TA, Undergraduate course, Korea University, Industrial and Management Engineering, 2017
In the spring semester of 2017, I had the privilege of serving as a Teaching Assistant (TA) for the Quality Control course at Korea University, under the esteemed guidance of Professor Seoung Bum Kim. My responsibilities extended beyond the traditional TA roles of grading and holding office hours; I was also deeply involved in the creation and delivery of practical materials and lectures.

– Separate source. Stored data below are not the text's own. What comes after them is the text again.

Issue #4702, opened 2022-06-17
HTML is compressed in HTML Editor's Source mode


alansemenov:
In Source mode HTML is now compressed. It didn't use to be like that before 4.1.0, so it's most likely caused by CKE upgrade.

4.1.0:
![image](https://user-images.githubusercontent.com/11612490/174298899-9d46d265-881e-404d-ae64-513e963d90f9.png)

3.3.4:
![image](https://user-images.githubusercontent.com/11612490/174298526-201d136b-129d-4efc-839f-989fc9ef6d7a.png)

PR #4730, opened 2022-06-21
HTML is compressed in HTML Editor's Source mode #4702

ashklianko:
-After updating to 4.18 we've missed adding a tiny but important plugin that helps to process formatting in source dialog


alansemenov (approved):
Nice!

Issue #4692, opened 2022-06-15
Enable appending query params & anchor to content URL


alansemenov:
When a non-media content is selected on the Content tab, we should show additional controls for appending anchor and/or query parameters to the URL.

1) Anchor
User can add only one anchor. Clicking the Add icon for Anchor will replace the button with a text input field and the X icon to the right of it. The field is mandatory. If user changes his mind, he will click the X icon and this will remove the input/icon and put back the Add button.

2) Query parameters
User can add unlimited number of query parameters. Clicking the Add button will add a new pair of Name/Value inputs and move the Add button down to add another pair etc. Each of the Name/Value fields are mandatory and will also have X icon to the right on each line to delete the pair of inputs.

![image](https://user-images.githubusercontent.com/11612490/173911062-ec2126d5-ead1-451d-9d2c-70880960f318.png)

PR #4734, opened 2022-06-22
Added anchor and query params to content tab(#4692)

reisfmb:


modules/lib/src/main/resources/assets/js/app/inputtype/ui/text/dialog/LinkModalDialog.ts
```diff
@@ -352,6 +329,88 @@ export class LinkModalDialog
         return this.createFormItem(formItemBuilder);
     }
 
+    private createAnchorOption(id: string, label: string): FormItem {
+        const addButton: Button = new Button('Add');
```
alansemenov: Use the existing i18n resource.

modules/lib/src/main/resources/assets/js/app/inputtype/ui/text/dialog/LinkModalDialog.ts
```diff
@@ -352,6 +329,88 @@ export class LinkModalDialog
...
+
+        const hideAnchorFormButton = new Button();
+        hideAnchorFormButton.addClass('remove-button transparent icon-close');
```
alansemenov: Extract to a separate method called `createRemoveButton` or something. You are using exactly the same button for query string params, no point in repeating the same code.

modules/lib/src/main/resources/assets/js/app/inputtype/ui/text/dialog/LinkModalDialog.ts
```diff
@@ -352,6 +329,88 @@ export class LinkModalDialog
...
+    }
+
+    private createParamsOptions(id: string, label: string): FormItem {
+        this.paramsFormIds = [];
+
+        const addButton: Button = new Button('Add');
+
+        this.paramsFormItem = this.createFormItem(new ModalDialogFormItemBuilder(id, label)
+            .setValidator(this.validationQueryParams.bind(this)));
+        this.paramsFormItem.removeChild(this.paramsFormItem.getInput().getParentElement());
```
alansemenov, line 441: What does this line do and why?

modules/lib/src/main/resources/assets/js/app/inputtype/ui/text/dialog/LinkModalDialog.ts
```diff
@@ -471,6 +530,61 @@ export class LinkModalDialog
...
+            if (key && value) {
+                keyValueMap[decode(key)] = decode(value);
+            }
+        });
+
+        return keyValueMap;
+    }
+
+    private createKeyValueFormItems(initialKey: string = '', initialValue: string = ''): void {
+        const n = this.paramsFormIds.length
```
alansemenov: This should have a more explanatory name, not just `n`

modules/lib/src/main/resources/assets/js/app/inputtype/ui/text/dialog/LinkModalDialog.ts
```diff
@@ -64,13 +65,17 @@ export class LinkModalDialog
...
+    private anchorFormItem: FormItem;
+    private paramsFormItem: FormItem;
     private protocolsDropdownButton: MenuButton;
 
     private contentId: ContentId;
     private parentSitePath: string;
 
     private tabNames: any;
 
+    private paramsFormIds: {keyId: string, valueId: string}[];
```
alansemenov, line 78: Use [Map](https://howtodoinjava.com/typescript/maps/) instead. This will allow you use `.set`, `.delete` etc.

modules/lib/src/main/resources/i18n/dialogs.properties
```diff
@@ -146,6 +146,9 @@ dialog.link.radio.options.open=Open file
 dialog.link.radio.options.download=Download file
 dialog.link.radio.options.link=Link to page (treat media as regular content)
 dialog.link.urlprotocols.relative=Relative
+dialog.link.anchor=Anchor
+dialog.link.parameters=Parameters
+dialog.link.queryparams.empty=No key / value occurrence can be empty
```
alansemenov: Change to "`All parameters must have a name and a value`"

modules/lib/src/main/resources/assets/js/app/inputtype/ui/text/dialog/LinkModalDialog.ts
```diff
@@ -471,6 +530,61 @@ export class LinkModalDialog
...
+        return keyValueMap;
+    }
+
+    private createKeyValueFormItems(initialKey: string = '', initialValue: string = ''): void {
+        const n = this.paramsFormIds.length
+            ? parseFloat(this.paramsFormIds[this.paramsFormIds.length - 1].keyId.split('-')[1]) + 1
+            : 0;
+
+        const keyFormItemId = `paramsKey-${n}`;
+        const keyFormItem = this.createFormItemWithPostponedValue(keyFormItemId, '', () => initialKey, null, 'Key');
```
alansemenov: Rename '`Key`' to '`Name`', and it should come from i18n.

modules/lib/src/main/resources/assets/js/app/inputtype/ui/text/dialog/LinkModalDialog.ts
```diff
@@ -471,6 +530,61 @@ export class LinkModalDialog
...
+
+        const valueFormItemId = `paramsValue-${n}`;
+        const valueFormItem = this.createFormItemWithPostponedValue(valueFormItemId, '', () => initialValue, null, 'Value');
```
alansemenov: "`Value`" should come from i18n.

modules/lib/src/main/resources/assets/js/app/inputtype/ui/text/dialog/LinkModalDialog.ts
```diff
@@ -299,30 +291,15 @@ export class LinkModalDialog
...
-        });
-
-        if (this.getAnchor()) {
-            dropDown.setValue(this.getAnchor());
-        }
-
-        const formItemBuilder = new ModalDialogFormItemBuilder('anchor', i18n('dialog.link.tabname.anchor')).setValidator(
-            Validators.required).setInputEl(dropDown);
-
-        return this.createFormItem(formItemBuilder);
```
alansemenov: Can't remove this. We have a "hidden" feature for adding links to anchors on the same page. Can be tested as follows:
1. Use Anchor button (the one with the flag) in the editor toolbar to insert an anchor into the HTML text
2. Open the Link dialog.
3. You will see the "Anchor" tab and you can select your anchor from the dropdown to link to it.

image

image

alansemenov (changes requested):

modules/lib/src/main/resources/assets/js/app/inputtype/ui/text/dialog/LinkModalDialog.ts
reisfmb: I don't see why Map would benefit since I'm using some array methods on it, such as reduce to create the query parameters string.

modules/lib/src/main/resources/assets/js/app/inputtype/ui/text/dialog/LinkModalDialog.ts
reisfmb: _**What does it do?**_
It removes the default `textInput` created by the `createFormItem` method since a `formItem` expects a `formItemBuilder` which requires an input in its constructor.

_**Why?**_
Because I want `paramsFormItem` to be a `formItem` without an input, since I only want to use it as a wrapper for all name / value pairs, to handle the validation of all pairs with a single validator.

alansemenov (changes requested):
We have changed syntax of the expected link format in the [backend task](https://github.com/enonic/xp/issues/7571), so we have to make according changes in this one as well.

If there are query string params, they should be concatenated (separated with `&`), then Url Encoded, then added to the resulting link as query parameter:
`content://<id>?query=<url_encoded_value_of_the_concatenated_query_string>`

If there's anchor, it should be Url Encoded, then added to the resulting link as fragment parameter:
`content://<id>?fragment=<url_encoded_value_of_the_anchor_field>`

If there are both:
`content://<id>?query=<query_string>&fragment=<anchor>`

alansemenov (approved):

Issue #4578, opened 2022-05-20
Layer Wizard - long user name should be ellipsis-wrapped


sgauruseu:
1. Create an user , name should be more than 35 chars
2. Open new layer wizard, and select the user in `Roles` form

**Bug** - broken layout in Roles form

![image](https://user-images.githubusercontent.com/3728712/169492184-dcc87197-255e-43a1-8663-9f8b8fba9425.png)

PR #4752, opened 2022-06-27
Fixed broken layout in roles form (#4578)

reisfmb:


modules/lib/src/main/resources/assets/styles/project/project-access-control.less
```diff
@@ -39,6 +39,7 @@
       float: left;
       margin: 0 10px 0 0;
       min-width: 200px;
+      width: 70%;
```
ashklianko: I would try to avoid using width for it, and update `.access-selector` to have a `flex-shrink: 0`

ashklianko (changes requested):

ashklianko:
Also when menu is expanded styling within looks weird:
image
Selection with a blue background should spread to entire width of a menu

ashklianko:
Good job, Bruno! 
Could you please also check why menu is not collapsing when opening other menu? It looks like this:
image

ashklianko (changes requested):
Need to check why menus not collapsing

reisfmb:
@ashklianko 
https://user-images.githubusercontent.com/67838246/176555820-164e5639-4c8a-4034-9144-e4d1717b221c.mp4

modules/lib/src/main/resources/assets/js/app/settings/wizard/panel/form/element/ProjectAccessSelector.ts
```diff
@@ -27,6 +27,10 @@ export class ProjectAccessSelector
 
     }
 
+    hideMenu(): void {
```
ashklianko: That is redundant if you don't perform any extra actions

modules/lib/src/main/resources/assets/js/app/settings/wizard/panel/form/element/ProjectAccessControlEntryView.ts
```diff
@@ -2,17 +2,25 @@ import {ProjectAccessControlEntry} from '../../../../access/ProjectAccessControl
...
+import {PrincipalContainerSelectedOptionView} from '@enonic/lib-admin-ui/ui/security/PrincipalContainerSelectedOptionView';
 import {ProjectAccessValueChangedEvent} from '../../../../event/ProjectAccessValueChangedEvent';
+import {ProjectACESelectedOptionsView} from './ProjectAccessControlComboBox';
+
+type projectACESelectedOptionsViewChild = PrincipalContainerSelectedOptionView<ProjectAccessControlEntry>;
 
 export class ProjectAccessControlEntryView
     extends PrincipalContainerSelectedEntryView<ProjectAccessControlEntry> {
 
+    private projectACESelectedOptionsView: ProjectACESelectedOptionsView;
```
ashklianko: I think this is bad idea to pass and keep a reference to it's parent: in general class shouldn't know nothing about it's structure and it's parents

modules/lib/src/main/resources/assets/js/app/settings/wizard/panel/form/element/ProjectAccessControlEntryView.ts
```diff
@@ -2,17 +2,25 @@ import {ProjectAccessControlEntry} from '../../../../access/ProjectAccessControl
...
+
     private accessSelector: ProjectAccessSelector;
 
     public static debug: boolean = false;
 
-    constructor(ace: ProjectAccessControlEntry, readonly: boolean = false) {
+    constructor(projectACESelectedOptionsView: ProjectACESelectedOptionsView, ace: ProjectAccessControlEntry, readonly: boolean = false, ) {
```
ashklianko: Same comment as above

modules/lib/src/main/resources/assets/js/app/settings/wizard/panel/form/element/ProjectAccessControlEntryView.ts
```diff
@@ -51,10 +63,23 @@ export class ProjectAccessControlEntryView
...
             });
+            this.accessSelector.onClicked(() => this.closeOtherAccessSelectors());
             this.appendChild(this.accessSelector);
         }
         this.accessSelector.setValue(this.item.getAccess(), true);
 
         this.appendRemoveButton();
     }
+
+    private closeOtherAccessSelectors(): void {
```
ashklianko: I think the better solution would be to check `TabMenu.hideMenuOnOutsideClick` method

ashklianko (changes requested):

reisfmb:
@ashklianko 

menus not collapsing is fixed from this: https://github.com/enonic/lib-admin-ui/pull/2660

ashklianko (approved):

Head TA, Undergraduate course, Korea University, Industrial and Management Engineering, 2017
In the fall semester of 2017, I served as the head TA for the Multivariate Analysis course taught by Professor Seoung Bum Kim. This course focused on teaching techniques for analyzing and visualizing multivariate data using statistical methods. Beyond the traditional TA duties of grading and holding office hours, I was responsible for delivering lectures on programming applications relevant to the course material, specifically using Python.